PR #2437, opened 2024-10-11
refactor: migrate Coordinates and Ellipsoid to typescript

Desplandis:
## Description

This PR includes:
- Migration of `Coordinates` from javascript to typescript
- Migration of `Ellipsoid` from javascript to typescript
- Add missing types
- Code formatting
- TSDoc compliant documentation

Proposed breaking type changes:
- For simplification and alignment with `Three.Vector3`, I propose that the constructor of `Coordinates` only accepts numbers as parameters. We could set from array, coordinates-like objects from corresponding methods `setFromArray()` or `setFromVector3`. Note that for js users, we would not for now break compatibility (maybe add a depreciation notice).

## Motivation and Context

As described in proposal #2396, we aim to gradually migrate our entire codebase (with the exception of deprecated modules) from javascript to typescript. We choose to start with modules with no-dependency and move up in the dependency tree.

This PR is the second step of **Migrate geographic modules**, migrating the both co-dependent modules `Coordinates` and `Ellipsoid`. This PR is a follow-up of #2436.

### DIFF
--- a/src/Core/Geographic/Coordinates.ts
+++ b/src/Core/Geographic/Coordinates.ts
@@ -34,50 +34,59 @@ function proj4cache(crsIn: string, crsOut: string): proj4.Converter {
 }
 
 /**
- * A Coordinates object, defined by a [crs](http://inspire.ec.europa.eu/theme/rs)
- * and three values. These values are accessible through `x`, `y` and `z`,
- * although it can also be accessible through `latitude`, `longitude` and
- * `altitude`. To change a value, prefer the `set()` method below.
+ * A class representing a geographic or geocentric coordinate.
  *
- * `EPSG:4978` and `EPSG:4326` are supported by default. To use another CRS,
- * you have to declare it with `proj4`. You can find most projections and their
- * proj4 code at [epsg.io](https://epsg.io/).
+ * A coordinate is defined by a [CRS](http://inspire.ec.europa.eu/theme/rs)
+ * (Coordinate Reference System) and a 3-dimensional vector `(x, y, z)`.
+ * For geocentric projections, it is recommended to use the `latitude`,
+ * `longitude` and `altitude` aliases to refer to vector components.
  *
- * @example
- * new Coordinates('EPSG:4978', 20885167, 849862, 23385912); //Geocentric coordinates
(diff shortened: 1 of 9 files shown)


src/Core/Geographic/Coordinates.ts
```diff
@@ -0,0 +1,364 @@
...
+        // slower (see https://jsbench.me/40jumfag6g/1)
+        this.x = 0;
+        this.y = 0;
+        this.z = 0;
+
+        // Normal
+        this._normal = new THREE.Vector3();
+
+        // eslint-disable-next-line @typescript-eslint/no-explicit-any
+        if ((v0 as any).length > 0) { // deepscan-disable-line
```
AnthonyGlt:
```suggestion
        if ((x as any).length > 0) { // deepscan-disable-line
```
?

AnthonyGlt (commented):
Thanks for the MR, well done :D

Should we not specified the return type of the different function of these new TS files ?
For example, for the function cartesianToCartographic of Ellipsoid
In the JS doc, we were specifying the return type, it was helping while reading the code.
I get that TypeScript is capable of inferring the return type but could be nice to still write it, like you did in Coordinates.ts. WDYT ?

src/Core/Geographic/Coordinates.ts
Desplandis: I would like to remove the instanciation of `Coordinates` with an array or a vector3  for typescript users but not break the API for javascript users until a major version bump. However, it seems the deepscan static checker can infer that `x` (even if cast as `any`) has no property `length` and the CI failed. This is will be removed with the next major version bump.

Desplandis:
@AnthonyGlt Return types in `Ellipsoid` are now explicit!

src/Core/Geographic/Coordinates.ts
AnthonyGlt: I don't understand why we do the condition on `v0` though ? It's not given by the user , isn't ?

Desplandis: Holy crap, I shall read more carefully, this is a suggested change, thought it was my code. xD
I indeed intended to check the value of `x`, will fix it!

Desplandis:
@AnthonyGlt All good!

AnthonyGlt (approved):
****
Go through the listing above and find each line containing the string "length"; copy those lines.

▶ Solution to this task:
+        if ((v0 as any).length > 0) { // deepscan-disable-line
        if ((x as any).length > 0) { // deepscan-disable-line
Desplandis: I would like to remove the instanciation of `Coordinates` with an array or a vector3  for typescript users but not break the API for javascript users until a major version bump. However, it seems the deepscan static checker can infer that `x` (even if cast as `any`) has no property `length` and the CI failed. This is will be removed with the next major version bump.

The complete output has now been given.